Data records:
======
PR #4680, opened 2019-08-19
Use permissions from security context if no object security has been set

danrot:
| Q | A
| --- | ---
| Bug fix? | yes
| New feature? | no
| BC breaks? | no
| Deprecations? | no
| Fixed tickets | ---
| Related issues/PRs | ---
| License | MIT
| Documentation PR | ---

#### What's in this PR?

This PR uses the permissions from the security context for the permissions if no permission on the object has been set. It also fixes the bug causing wrong behavior when a role has been created after object permission has been set.

### DIFF
--- a/src/Sulu/Component/Security/Authorization/AccessControl/AccessControlManager.php
+++ b/src/Sulu/Component/Security/Authorization/AccessControl/AccessControlManager.php
@@ -89,7 +89,7 @@ class AccessControlManager implements AccessControlManagerInterface
         }
 
         $objectPermissions = $this->getUserObjectPermission($securityCondition, $user);
-        $checkPermissionType = empty($objectPermissions);
+        $checkPermissionType = $objectPermissions === null;
 
         $securityContextPermissions = $this->getUserSecurityContextPermissions(
             $securityCondition->getLocale(),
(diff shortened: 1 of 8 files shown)


src/Sulu/Component/Security/Authorization/AccessControl/AccessControlManager.php
```diff
@@ -163,7 +163,7 @@ private function getUserObjectPermission(SecurityCondition $securityCondition, U
     private function getUserObjectPermissionByArray($permissions, UserInterface $user)
     {
         if (empty($permissions)) {
-            return [];
+            return null;
```
danrot: Maybe this change is not needed, if we make sure that a return value of an empty array always means that no permissions are set. This means that if we make sure that [the ContentRepository](https://github.com/sulu/sulu/blob/e58a64c/src/Sulu/Component/Content/Repository/ContentRepository.php#L854) returns an array with all permission values set false instead of returning an empty array, then this could work. This would have to look similar as in the [SecuritySubscriber](https://github.com/sulu/sulu/blob/e58a64c35406e1d0b02fda64a34c81071af11d31/src/Sulu/Component/Content/Document/Subscriber/SecuritySubscriber.php#L96-L105).

https://github.com/sulu/sulu/blob/e58a64c35406e1d0b02fda64a34c81071af11d31/src/Sulu/Component/Content/Document/Subscriber/SecuritySubscriber.php#L96-L105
======
### TASK DIRECTIONS
What the exercise needs is every record again, word for word.

### OUTPUT FOR THIS EXERCISE
PR #4680, opened 2019-08-19
Use permissions from security context if no object security has been set

danrot:
| Q | A
| --- | ---
| Bug fix? | yes
| New feature? | no
| BC breaks? | no
| Deprecations? | no
| Fixed tickets | ---
| Related issues/PRs | ---
| License | MIT
| Documentation PR | ---

#### What's in this PR?

This PR uses the permissions from the security context for the permissions if no permission on the object has been set. It also fixes the bug causing wrong behavior when a role has been created after object permission has been set.

### DIFF
--- a/src/Sulu/Component/Security/Authorization/AccessControl/AccessControlManager.php
+++ b/src/Sulu/Component/Security/Authorization/AccessControl/AccessControlManager.php
@@ -89,7 +89,7 @@ class AccessControlManager implements AccessControlManagerInterface
         }
 
         $objectPermissions = $this->getUserObjectPermission($securityCondition, $user);
-        $checkPermissionType = empty($objectPermissions);
+        $checkPermissionType = $objectPermissions === null;
 
         $securityContextPermissions = $this->getUserSecurityContextPermissions(
             $securityCondition->getLocale(),
(diff shortened: 1 of 8 files shown)


src/Sulu/Component/Security/Authorization/AccessControl/AccessControlManager.php
```diff
@@ -163,7 +163,7 @@ private function getUserObjectPermission(SecurityCondition $securityCondition, U
     private function getUserObjectPermissionByArray($permissions, UserInterface $user)
     {
         if (empty($permissions)) {
-            return [];
+            return null;
```
danrot: Maybe this change is not needed, if we make sure that a return value of an empty array always means that no permissions are set. This means that if we make sure that [the ContentRepository](https://github.com/sulu/sulu/blob/e58a64c/src/Sulu/Component/Content/Repository/ContentRepository.php#L854) returns an array with all permission values set false instead of returning an empty array, then this could work. This would have to look similar as in the [SecuritySubscriber](https://github.com/sulu/sulu/blob/e58a64c35406e1d0b02fda64a34c81071af11d31/src/Sulu/Component/Content/Document/Subscriber/SecuritySubscriber.php#L96-L105).

https://github.com/sulu/sulu/blob/e58a64c35406e1d0b02fda64a34c81071af11d31/src/Sulu/Component/Content/Document/Subscriber/SecuritySubscriber.php#L96-L105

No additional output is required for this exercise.